A number of issues should be analyzed when choosing whether to carry on business through a branch or a subsidiary. If a Canadian operation is expected to incur significant losses in its early years of operation, the Japanese entity may wish to carry on business in Canada directly through a branch, to enable the Japanese company to deduct the losses for Japanese tax purposes.
Yet it should be noted that, because a branch office does not exist as a separate legal entity from the Japanese head office, the Japanese company will be exposed to the debts, liabilities and obligations of the Canadian operations.
For this reason, many foreign businesses prefer to carry on business in Canada through a Canadian subsidiary.
In addition to corporate income taxes, a non-resident corporation carrying on business through a Canadian branch operation is subject to branch tax. That replaces dividend withholding taxes, which would be paid by a subsidiary on the repatriation of earnings.
The Income Tax Act of Canada (ITA) generally provides that the branch tax be levied on the after-tax Canadian earnings of business carried on in Canada, minus any amounts reinvested in the Canadian business.
The tax treaty exempts the first C$500,000 of branch profits and sets the branch tax at 5 per cent.
Care must be taken to ensure proper capitalization of a Canadian subsidiary to avoid the tax effect of Canada’s thin capitalization rules. It is also important to ensure the international corporate structure does not offend other tax legislation designed to avoid erosion of the Canadian tax base. Issues such as share structure, intercompany debt, transfer pricing and foreign reporting obligations must also be considered.

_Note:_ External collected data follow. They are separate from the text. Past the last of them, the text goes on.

PR #2712, opened 2018-08-20
kernel: reduce ALWAYS_INLINE to inline in debug mode

fingolfin:
... else debugging functions using ALWAYS_INLINE is virtually impossible, even in debug mode.


ChrisJefferson:
I'm happy for this to be merged once the error is fixed (which looks like some silly interaction of inline functions and warning messages)

PR #2713, opened 2018-08-20
kernel: fix `for x in iter do` optimization

fingolfin:
This optimization is supposed to bypass method selection overhead for standard
iterators. It was never used, because all our standard iterators are component
objects, but only looked for precords (legacy from GAP 3??).

Also do `IS_PREC_OR_COMOBJ(list)` before `CALL_1ARGS(STD_ITER, list)`.

There are already plenty of tests which exercise the newly enabled code, so I did not add new tests. I also did not try to run any (micro-)benchmarks to find out if this optimization is worth it. OTOH, there is a case to be made that it is unsafe: the method returned by method lookup could change from iteration to iteration, so technically, this optimization is incorrect. But then, I can't imagine any serious code (i.e. not written specifically to triggers this) ever would. 

Still, one may argue that this code should simply be removed, instead of being fixed. I am open to discussing this.

### DIFF
--- a/src/stats.c
+++ b/src/stats.c
@@ -429,7 +429,7 @@ static ALWAYS_INLINE UInt ExecForHelper(Stat stat, UInt nr)
         /* get the iterator                                                */
         list = CALL_1ARGS( ITERATOR, list );
 
-        if ( CALL_1ARGS( STD_ITER, list ) == True && IS_PREC(list) ) {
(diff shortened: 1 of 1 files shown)


ChrisJefferson:
I think this is OK, as if anyone did write such stupid code, we would only run the original functions, not crash/segfault.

The ITA imposes a 25 per cent withholding tax on the gross amount of certain payments made by a Canadian corporation to a non-resident, including management fees, related party interest, dividends, rents and royalties. The withholding tax rate can be reduced under the treaty for certain payments, such as 10 per cent on interest, 5 per cent on dividends or 15 per cent depending on shareholdings, and 10 per cent on royalties.
Payments made to non-residents for services provided in Canada may also be subject to Canadian withholding taxes. The responsibility to withhold applies to both resident and non-resident payors. Therefore, it will not matter whether a Japanese company carries on business through a Canadian subsidiary or branch.
If payments are made to non-residents for work done in Canada, the subsidiary or branch has a withholding responsibility. Failure to comply may result in the payor being liable for the taxes and penalties.
Whether operating through a branch or a subsidiary, a business is required to maintain books and records in Canada.
Corporate tax returns must be filed within six months of the fiscal year end to avoid late-filing penalties. The balance of tax, if any, is due for payment within two months after the fiscal year ends.
The corporate tax rate is the same for a branch as for a foreign-controlled corporation, while the combined federal and provincial tax rate depends on the province in which the company carries on business.
Finally, even if its branch operation is exempt from tax in Canada under the tax treaty, a Japanese company must file a corporate tax return claiming the treaty exemption within six months of the Canadian fiscal year end, or it will be subject to penalties.